╔══

PR #1059, opened 2024-01-22
refactor: Ensure landing page only has a single `<h1>`

rschristian:
Whether or not multiple `<h1>` are "valid" is quite murky at the moment, as while the WHATWG HTML spec says it's a-ok if they're in `<section>`s, reality is that a lot of browsers and accessibility tools don't quite follow or acknowledge the nesting "as they should" (with some arguments being that the spec is problematic and should not be followed). This has been the case for well over a decade now and is mostly in a stand-still from my understanding.

It's easy enough for us to "correct" anyhow, a single `<h1>` for the entire page followed by `<h2>` for the rest conveys the meaning we need.

### DIFF
--- a/src/style/index.css
+++ b/src/style/index.css
@@ -47,7 +47,11 @@ a {
 }
 
 h1,
-h2 {
+h2,
+h3,
+h4,
+h5,
+h6 {
 	color: var(--color-heading);
 }
 
--- a/content/de/index.md
+++ b/content/de/index.md
@@ -37,7 +37,7 @@ function Counter() {
 </div>
 
 <section class="home-top">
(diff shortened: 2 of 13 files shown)


src/style/index.css
```diff
@@ -47,7 +47,11 @@ a {
 }
 
 h1,
-h2 {
+h2,
+h3,
+h4,
+h5,
+h6 {
```
rschristian, line 54: IMO, looks better applying this to all headings. I think the deepest nesting we have is our ["Aliasing in X" instructions](https://preactjs.com/guide/v10/getting-started#aliasing-in-webpack) and the `<h4>` titles really don't stand out too well. This helps.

╚══

• _What to do_
Repeat the whole listing exactly, with no omissions.

• _Output below_
PR #1059, opened 2024-01-22
refactor: Ensure landing page only has a single `<h1>`

rschristian:
Whether or not multiple `<h1>` are "valid" is quite murky at the moment, as while the WHATWG HTML spec says it's a-ok if they're in `<section>`s, reality is that a lot of browsers and accessibility tools don't quite follow or acknowledge the nesting "as they should" (with some arguments being that the spec is problematic and should not be followed). This has been the case for well over a decade now and is mostly in a stand-still from my understanding.

It's easy enough for us to "correct" anyhow, a single `<h1>` for the entire page followed by `<h2>` for the rest conveys the meaning we need.

### DIFF
--- a/src/style/index.css
+++ b/src/style/index.css
@@ -47,7 +47,11 @@ a {
 }
 
 h1,
-h2 {
+h2,
+h3,
+h4,
+h5,
+h6 {
 	color: var(--color-heading);
 }
 
--- a/content/de/index.md
+++ b/content/de/index.md
@@ -37,7 +37,7 @@ function Counter() {
 </div>
 
 <section class="home-top">
(diff shortened: 2 of 13 files shown)


src/style/index.css
```diff
@@ -47,7 +47,11 @@ a {
 }
 
 h1,
-h2 {
+h2,
+h3,
+h4,
+h5,
+h6 {
```
rschristian, line 54: IMO, looks better applying this to all headings. I think the deepest nesting we have is our ["Aliasing in X" instructions](https://preactjs.com/guide/v10/getting-started#aliasing-in-webpack) and the `<h4>` titles really don't stand out too well. This helps.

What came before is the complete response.